A dataset with 574 rows and 6 variables, produced from US economic time series data available from http://research.stlouisfed.org/fred2.

The variables are,

  • date

    Month of data collection

  • psavert

    personal saving rate

  • pce

    personal consumption expenditures, in billions of dollars

  • unemploy

    number of unemployed in thousands

  • uempmed

    median duration of unemployment, in weeks

  • pop

    total population, in thousands

economics_long

A dataset with 2870 rows and 4 variables.

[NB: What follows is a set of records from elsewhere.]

PR #611, opened 2025-08-07
Fix Volcano instaillation guide/ Add gang scheduling configuration in `/config` dir / Add unit test

JesseStutler:
#### What type of PR is this?
/kind documentation
/kind feature

1. Fix Volcano installation guide, The current README does not include the steps for configuring the Volcano clusterrole if users use kubectl to install lws.
2. Add gang scheduling configuration in /config dir, following the recommendation as @ardaguclu https://github.com/kubernetes-sigs/lws/pull/498#issuecomment-3160134320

It's from the same data source as economics, except that economics is in "wide" format, this economics_long is in "long" format.

faithfuld

A 2d density estimate of the waiting and eruptions variables data faithful. 5,625 observations and 3 variables.

iris

A dataset with 150 cases and 5 variables, for 50 flowers from each of 3 species of iris.

The variables are,

  • Sepal_Length

  • Sepal_Width

  • Petal_Length

  • Petal_Width

  • Species

    The species are setosa, versicolor, and virginica.

mpg

A subset of the fuel economy data that the EPA makes available on http://fueleconomy.gov. 234 rows and 11 variables.

The variables are,

  • manufacturer

  • model

    model name

  • displ

    Engine displacement, in litres

  • year

    year of manufacture

  • cyl

    number of cylinders

  • trans

    type of transmission

  • drv

    f = front-wheel drive, r = rear wheel drive, 4 = 4wd

  • cty

    city miles per gallon

  • hwy

    highway miles per gallon

  • fl

    fuel type

  • class

    "type" of car

mtcars

Data extracted from the 1974 Motor Trend US magazine, for 32 automobiles (1973-74 models). 32 observations on 11 variables.

The variables are,

  • mpg

    Miles/(US) gallon

  • cyl

    Number of cylinders

  • disp

    Displacement (cu.in.)

  • hp

    Gross horsepower

  • drat

    Rear axle ratio

  • wt

    Weight (1000 lbs)

  • qseq

    1/4 mile time

  • vs

    V/S

  • am

    Transmission (0 = automatic, 1 = manual)

  • gear

    Number of forward gears

  • carb

    Number of carburetors

txhousing

Information about the housing market in Texas provided by the TAMU real estate center, http://recenter.tamu.edu/. 8602 observations and 9 variables.

The variables are,

  • city

    Name of MLS area

  • year,month,date

  • sales

    Number of sales

  • volume

    Total value of sales

  • median

    Median sale price

  • listings

    Total active listings

  • inventory

    "Months inventory": amount of time it would take to sell all current listings at current pace of sales.

SEE ALSO

Data::Frame

AUTHORS

  • Zakariyya Mughal <zmughal@cpan.org>

  • Stephan Loyd <sloyd@cpan.org>

COPYRIGHT AND LICENSE

This software is copyright (c) 2014, 2019 by Zakariyya Mughal, Stephan Loyd.

This is free software; you can redistribute it and/or modify it under the same terms as the Perl 5 programming language system itself.